→ **What to produce**
Within the material below, filter for lines that hold the word "fingerprint".

+---+

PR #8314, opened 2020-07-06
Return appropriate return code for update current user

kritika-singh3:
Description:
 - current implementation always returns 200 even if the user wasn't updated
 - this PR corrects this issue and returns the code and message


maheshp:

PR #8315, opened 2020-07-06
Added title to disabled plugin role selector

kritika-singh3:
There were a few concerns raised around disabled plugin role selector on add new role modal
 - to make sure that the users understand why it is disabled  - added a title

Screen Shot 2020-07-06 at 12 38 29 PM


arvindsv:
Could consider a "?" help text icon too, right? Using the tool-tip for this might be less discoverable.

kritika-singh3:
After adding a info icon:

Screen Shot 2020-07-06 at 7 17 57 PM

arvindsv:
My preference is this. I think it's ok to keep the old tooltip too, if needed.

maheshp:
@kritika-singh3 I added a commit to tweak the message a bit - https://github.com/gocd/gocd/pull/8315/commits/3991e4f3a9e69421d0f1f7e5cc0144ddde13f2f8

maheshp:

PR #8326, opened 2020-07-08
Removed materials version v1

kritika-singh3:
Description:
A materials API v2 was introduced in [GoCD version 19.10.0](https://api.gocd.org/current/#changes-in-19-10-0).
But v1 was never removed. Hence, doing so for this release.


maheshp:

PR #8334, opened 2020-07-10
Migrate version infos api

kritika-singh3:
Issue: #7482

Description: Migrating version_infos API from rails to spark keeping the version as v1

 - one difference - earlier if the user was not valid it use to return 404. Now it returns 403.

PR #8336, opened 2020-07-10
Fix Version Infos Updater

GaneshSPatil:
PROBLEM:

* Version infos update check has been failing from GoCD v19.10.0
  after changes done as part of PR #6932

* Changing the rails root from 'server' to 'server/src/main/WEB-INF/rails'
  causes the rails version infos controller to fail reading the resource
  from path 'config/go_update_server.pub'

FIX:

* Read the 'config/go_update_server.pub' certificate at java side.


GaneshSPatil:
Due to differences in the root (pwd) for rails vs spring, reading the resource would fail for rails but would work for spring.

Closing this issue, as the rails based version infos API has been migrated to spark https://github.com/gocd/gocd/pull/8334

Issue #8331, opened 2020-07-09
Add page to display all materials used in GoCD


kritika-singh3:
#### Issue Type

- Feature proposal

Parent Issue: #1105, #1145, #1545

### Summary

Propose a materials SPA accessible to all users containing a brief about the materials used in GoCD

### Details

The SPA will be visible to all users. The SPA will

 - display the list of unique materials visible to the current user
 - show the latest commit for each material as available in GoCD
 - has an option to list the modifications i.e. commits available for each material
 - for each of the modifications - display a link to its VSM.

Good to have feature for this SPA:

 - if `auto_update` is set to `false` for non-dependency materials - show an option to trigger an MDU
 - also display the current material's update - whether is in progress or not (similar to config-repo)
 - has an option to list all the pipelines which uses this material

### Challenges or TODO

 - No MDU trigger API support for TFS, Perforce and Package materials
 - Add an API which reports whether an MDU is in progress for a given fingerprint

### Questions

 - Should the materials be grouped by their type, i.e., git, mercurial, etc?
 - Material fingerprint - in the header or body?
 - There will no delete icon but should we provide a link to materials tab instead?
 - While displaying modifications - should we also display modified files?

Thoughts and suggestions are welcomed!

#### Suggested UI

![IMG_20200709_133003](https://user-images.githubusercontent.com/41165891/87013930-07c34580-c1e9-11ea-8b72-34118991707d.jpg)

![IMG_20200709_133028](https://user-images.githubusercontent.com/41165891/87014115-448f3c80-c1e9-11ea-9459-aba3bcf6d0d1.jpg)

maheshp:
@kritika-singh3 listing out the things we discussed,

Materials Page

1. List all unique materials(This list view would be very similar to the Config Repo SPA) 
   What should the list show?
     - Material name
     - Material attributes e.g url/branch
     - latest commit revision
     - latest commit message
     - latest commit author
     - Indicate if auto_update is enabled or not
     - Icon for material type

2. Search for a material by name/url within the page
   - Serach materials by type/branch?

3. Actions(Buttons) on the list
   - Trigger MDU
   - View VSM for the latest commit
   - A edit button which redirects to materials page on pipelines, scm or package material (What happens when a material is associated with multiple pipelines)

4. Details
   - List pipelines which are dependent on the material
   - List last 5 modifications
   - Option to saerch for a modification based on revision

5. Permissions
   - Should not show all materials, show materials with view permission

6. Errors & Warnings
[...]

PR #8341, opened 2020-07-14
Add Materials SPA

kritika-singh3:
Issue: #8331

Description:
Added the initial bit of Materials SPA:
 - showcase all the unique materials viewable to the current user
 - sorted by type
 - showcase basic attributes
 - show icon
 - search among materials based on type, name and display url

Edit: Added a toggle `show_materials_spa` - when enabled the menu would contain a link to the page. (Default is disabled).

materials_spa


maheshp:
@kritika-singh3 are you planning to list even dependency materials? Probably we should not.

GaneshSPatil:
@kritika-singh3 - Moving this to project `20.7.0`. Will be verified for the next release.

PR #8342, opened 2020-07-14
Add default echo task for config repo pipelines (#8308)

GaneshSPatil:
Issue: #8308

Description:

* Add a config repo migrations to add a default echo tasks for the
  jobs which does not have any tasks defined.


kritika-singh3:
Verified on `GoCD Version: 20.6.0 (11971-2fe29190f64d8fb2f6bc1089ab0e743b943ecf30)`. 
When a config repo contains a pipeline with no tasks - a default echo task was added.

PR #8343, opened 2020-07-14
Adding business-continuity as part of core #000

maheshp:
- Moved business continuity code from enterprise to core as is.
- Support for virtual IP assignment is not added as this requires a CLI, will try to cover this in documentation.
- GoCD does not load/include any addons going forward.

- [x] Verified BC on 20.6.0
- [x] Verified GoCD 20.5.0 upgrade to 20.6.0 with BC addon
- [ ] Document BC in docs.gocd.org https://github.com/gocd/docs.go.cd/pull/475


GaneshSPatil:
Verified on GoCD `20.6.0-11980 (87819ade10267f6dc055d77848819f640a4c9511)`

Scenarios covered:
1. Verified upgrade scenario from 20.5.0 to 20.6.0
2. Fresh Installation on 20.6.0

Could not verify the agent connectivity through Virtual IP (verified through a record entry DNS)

+---+

→ **Exercise solution**
 - Add an API which reports whether an MDU is in progress for a given fingerprint
 - Material fingerprint - in the header or body?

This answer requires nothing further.